No billions of dollars in public private partnerships, no competing with education, health or defence for money, no endless inquiries and studies, and no permanent ways, cuttings or bridges slicing through towns, or national parks.

Sydney International already turns around A380s more efficiently than its domestic terminals manage with much smaller single-aisle jets, because the biggest jet ever has wide aisles and four main doors all served by quick-load, double-level gates.

Trains in Australia run on fossil fuels, even if they use electricity generated by coal. There are clear signs that by 2030 if not sooner algal-grown octanes will begin replacing aviation-grade kerosene, releasing no fossil-sourced carbon.

The Airbus forecasts concerning VLAs is predicated on continued urbanisation and the rise of mega cities. It lists 37 such cities in terms of air travel today, including Melbourne and Sydney, which in total generate 92% of all long-distance flights.

By 2028 it forecasts such mega cities will number 82, including Brisbane and Auckland, and will be generating 90% of all long-haul passenger trips. And something else happens, in that they will generate VLA connections over 80 short-distance connections between each other or nearby major if not mega destinations.

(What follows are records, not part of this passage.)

PR #848, opened 2021-05-15
Corrects the location pointed to by broken footer "API" link. Fixes #…

### LINKED ISSUE #847: Footer link to API points at wrong uri
**Describe the bug**
The Footer component has a link to the "API" which points to `docs/dom-testing-library/api-queries` (https://testing-library.com/docs/dom-testing-library/api-queries). The page does not exist and clicking the link redirects to 404 page.

**To Reproduce**
1. Navigate to https://testing-library.com/docs/
2. Scroll to the footer at the bottom of the page
3. Locate and click the "API" link under the "Docs" subheader.

**Expected behavior**
Directs user to `/docs/dom-testing-library/api` (https://testing-library.com/docs/dom-testing-library/api)

Should be applicable on all browsers, OSs, and versions, but for good measure...
 - OS: MacOS Big Sur (11.2.3)
 - Browser: Firefox Developer Edition
 - Version: 89.0b11

vxxce:
Corrects broken footer link to "API". 
Resolves #847

### DIFF
--- a/docusaurus.config.js
+++ b/docusaurus.config.js
@@ -283,7 +283,7 @@ module.exports = {
             },
             {
               label: 'API',
-              to: 'docs/dom-testing-library/api-queries',
+              to: 'docs/dom-testing-library/api',
             },
             {
               label: 'Help',


eps1lon (approved):
Thanks! Could you also add a redirect so that existing links outside of our control to https://testing-library.com/docs/dom-testing-library/api-queries still work?

MatanBobi:
@eps1lon I believe we already have a redirect for that page:
https://github.com/testing-library/testing-library-docs/blob/main/netlify.toml#L58

If you agree, I think we can merge this! :)
Thanks @vxxce!

eps1lon:
> @eps1lon I believe we already have a redirect for that page:
https://github.com/testing-library/testing-library-docs/blob/main/netlify.toml#L58

Right, I always get confused that redirects do not apply to on-page navigation. Only when landing :confused:

vxxce:
Looks like there is an existing re-direct from `docs/dom-testing-library/api-queries` to `/docs/queries/about`:
https://github.com/testing-library/testing-library-docs/blob/b81803272d4ecbc1d0688d6a603b052d4cf86557/netlify.toml#L57-L59

I do wonder if it might be better to redirect the "api-queries" endpoint to `docs/dom-testing-library/api` (as in e7279f6) rather than `docs/queries/about`. I.e:

```suggestion
[[redirects]]
  from = "/docs/dom-testing-library/api-queries"
  to = "/docs/dom-testing-library/api"
```

Given the possible ambiguity in the url, it makes sense to me to link them to the core-api page, from which there is a direct link to queries if that was the context in which it was linked to externally. Kind of catches all possible intentions. I'm happy to commit that suggestion if you there's agreement about that. 

And if I'm missing something re: that re-direct already existing, let me know! Thanks.

MatanBobi:
> I think we should go through every redirect and check if a link in the docs applies.
@eps1lon I went over the redirects we had there and found one broken, I opened [a PR](https://github.com/testing-library/testing-library-docs/pull/856)

MatanBobi:
Thanks @vxxce!

MatanBobi:
@all-contributors please add @vxxce for docs :)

Including most of the inter-capital and trans-Tasman flights served by smaller jets today. Just the way 767s replaced the 727s that replaced the Electras.

Leahy’s forecast excludes those city pairs where very fast trains will produce faster door-to-door trip times for most potential travellers. And this is one of issues that Michael James misses in his criticism of Australia, and alleged road lobbyists such as myself, for not getting behind very fast trains.

VFTs came to London and Paris, and linked the major cities of Japan, after many decades of serendipitous investments in public transport systems that make it easy to get to the likes of the Eurostar platforms at St Pancras and Gare du Nord from almost everywhere across their metropolitan and outer suburban sprawls.

Their Metros achieved critical mass and cultural acceptance before car ownership became common. The convenience of fast, efficient, cheap and proximate stations means that just about 100% of London and Paris can quickly reach Eurostar and in the latter, the Thalys and TGV network of VFTs. London and Paris can plan and build new Metros in about 10% of the time it takes for them to be studied, debated and ditched in Sydney and Melbourne.

A Sydney or Melbourne VFT terminal at Central or Southern Cross stations respectively is very hard or costly to reach by public transport, or car, from large proportions of their catchment areas. To begin to make VFTs attractive in Australia we have to make their speed usable in reducing the point-to-point trip times.

Both cities need much better public transport links to their airports, which can bring dividends to non-airport commuters too. But in terms of spending, and overcoming a century of public transport neglect, there is no case for spending billions of dollars building a 500kph 1000-kilometre long rail link when the airlines can assume all of the risk and cost.

Making public transport within the cities functional, slashing car dependency within them, and building some new “smart” cities seems a much better start to breaking with a dismal past.